--- WORK INSTRUCTION ---
Nothing in the listing may change. Repeat all of it.

--- PROVIDED MATERIAL ---
---+---
PR #53418, opened 2024-01-04
[FrameworkBundle][Notifier] Fix service registration (MessageBird + TurboSms)

smnandre:
| Q             | A
| ------------- | ---
| Branch?       | 5.4
| Bug fix?      | yes
| New feature?  | no
| Deprecations? | no
| Issues        | Fix #
| License       | MIT

Inside the [registerNotifierConfiguration](https://github.com/symfony/symfony/blob/9069d14de61d6d54ba62a6b611430dd5f9cadc78/src/Symfony/Bundle/FrameworkBundle/DependencyInjection/FrameworkExtension.php#L2486) method, the [$classToServices](https://github.com/symfony/symfony/blob/9069d14de61d6d54ba62a6b611430dd5f9cadc78/src/Symfony/Bundle/FrameworkBundle/DependencyInjection/FrameworkExtension.php#L2537) map (TransportFactoryClass => serviceId) used the Transport class (instead of the TransportFactory) for MessageBird and TurboSms.

The services are registered in [Ressources/config/notifier_transports.php](https://github.com/symfony/symfony/blob/9069d14de61d6d54ba62a6b611430dd5f9cadc78/src/Symfony/Bundle/FrameworkBundle/Resources/config/notifier_transports.php#L261) (with the correct Factory classes).

This map is then used in this loop:

```php
foreach ($classToServices as $class => $service) {
  $package = substr($service, \strlen('notifier.transport_factory.'));

  if (!ContainerBuilder::willBeAvailable(sprintf('symfony/%s-notifier', $package), $class, $parentPackages, true)) {
      $container->removeDefinition($service);
      $container->removeAlias(str_replace('-', '', $service)); // @deprecated to be removed in 6.0
  }
}
``` 

So i'm not sure it's considered a bug as IRL checking the Factory class or the Transport class did not make any difference as i read it....  but it's worth a fix for the future :) 

So i target 5.4 with no certitude :)

### DIFF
---+---
--- REPLY TO THE EXERCISE ---
PR #53418, opened 2024-01-04
[FrameworkBundle][Notifier] Fix service registration (MessageBird + TurboSms)

smnandre:
| Q             | A
| ------------- | ---
| Branch?       | 5.4
| Bug fix?      | yes
| New feature?  | no
| Deprecations? | no
| Issues        | Fix #
| License       | MIT

Inside the [registerNotifierConfiguration](https://github.com/symfony/symfony/blob/9069d14de61d6d54ba62a6b611430dd5f9cadc78/src/Symfony/Bundle/FrameworkBundle/DependencyInjection/FrameworkExtension.php#L2486) method, the [$classToServices](https://github.com/symfony/symfony/blob/9069d14de61d6d54ba62a6b611430dd5f9cadc78/src/Symfony/Bundle/FrameworkBundle/DependencyInjection/FrameworkExtension.php#L2537) map (TransportFactoryClass => serviceId) used the Transport class (instead of the TransportFactory) for MessageBird and TurboSms.

The services are registered in [Ressources/config/notifier_transports.php](https://github.com/symfony/symfony/blob/9069d14de61d6d54ba62a6b611430dd5f9cadc78/src/Symfony/Bundle/FrameworkBundle/Resources/config/notifier_transports.php#L261) (with the correct Factory classes).

This map is then used in this loop:

```php
foreach ($classToServices as $class => $service) {
  $package = substr($service, \strlen('notifier.transport_factory.'));

  if (!ContainerBuilder::willBeAvailable(sprintf('symfony/%s-notifier', $package), $class, $parentPackages, true)) {
      $container->removeDefinition($service);
      $container->removeAlias(str_replace('-', '', $service)); // @deprecated to be removed in 6.0
  }
}
``` 

So i'm not sure it's considered a bug as IRL checking the Factory class or the Transport class did not make any difference as i read it....  but it's worth a fix for the future :) 

So i target 5.4 with no certitude :)

### DIFF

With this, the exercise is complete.